▶ **EXTRACTED ENTRIES**

PR #4987, opened 2025-12-29
docs: fix missing docs for `OIIO:attribute()` and `OIIO::getattribute()`

lgritz:
Rearrangements in 3.1 dropped the list of recognized attributes and failed to document the span varieties. We fix and also reword a lot of the descriptions for clarity and uniformity.

### DIFF
--- a/src/doc/imageioapi.rst
+++ b/src/doc/imageioapi.rst
@@ -215,49 +215,12 @@ These helper functions are not part of any other OpenImageIO class, they
 just exist in the OpenImageIO namespace as general utilities. (See
 :ref:`sec-pythonmiscapi` for the corresponding Python bindings.)
 
-.. doxygenfunction:: OIIO::attribute(string_view, TypeDesc, const void *)
-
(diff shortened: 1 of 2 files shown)


jessey-git (approved):
Ah, alright, it was the `@defgroup` setup that was missed. Good to know.

lgritz:
> Ah, alright, it was the `@defgroup` setup that was missed. Good to know.

That's not quite it, actually.

The previous organization was that there were several varieties of `attribute()`. In the header, the first one had the overall long explanation, including the list of all the recognized attributes. The other ones had short explanations of how they differed. In the docs, each one was referenced explicitly, pulling in its attendant bit of documentation.

What really happened is that in the header, I made the new span-based version the "flagship" one with the full explanation, but I neglected to reference it in the docs, so the long description disappeared.

I could have fixed by just adding refs to the new functions to the docs, as I originally meant to. But while I was there, I took the opportunity to surround the whole collection with a group marker, and then include the lot of them with a single reference to the group, rather than need to refer to each function variant individually.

▶ **TASK DETAILS**
Restate word for word only the lines above from the line containing "Rearrangements in 3.1" to the line containing "The previous organization", both of them included.

▶ **RESPONSE TO THIS EXERCISE**
Rearrangements in 3.1 dropped the list of recognized attributes and failed to document the span varieties. We fix and also reword a lot of the descriptions for clarity and uniformity.

### DIFF
--- a/src/doc/imageioapi.rst
+++ b/src/doc/imageioapi.rst
@@ -215,49 +215,12 @@ These helper functions are not part of any other OpenImageIO class, they
 just exist in the OpenImageIO namespace as general utilities. (See
 :ref:`sec-pythonmiscapi` for the corresponding Python bindings.)
 
-.. doxygenfunction:: OIIO::attribute(string_view, TypeDesc, const void *)
-
(diff shortened: 1 of 2 files shown)


jessey-git (approved):
Ah, alright, it was the `@defgroup` setup that was missed. Good to know.

lgritz:
> Ah, alright, it was the `@defgroup` setup that was missed. Good to know.

That's not quite it, actually.

The previous organization was that there were several varieties of `attribute()`. In the header, the first one had the overall long explanation, including the list of all the recognized attributes. The other ones had short explanations of how they differed. In the docs, each one was referenced explicitly, pulling in its attendant bit of documentation.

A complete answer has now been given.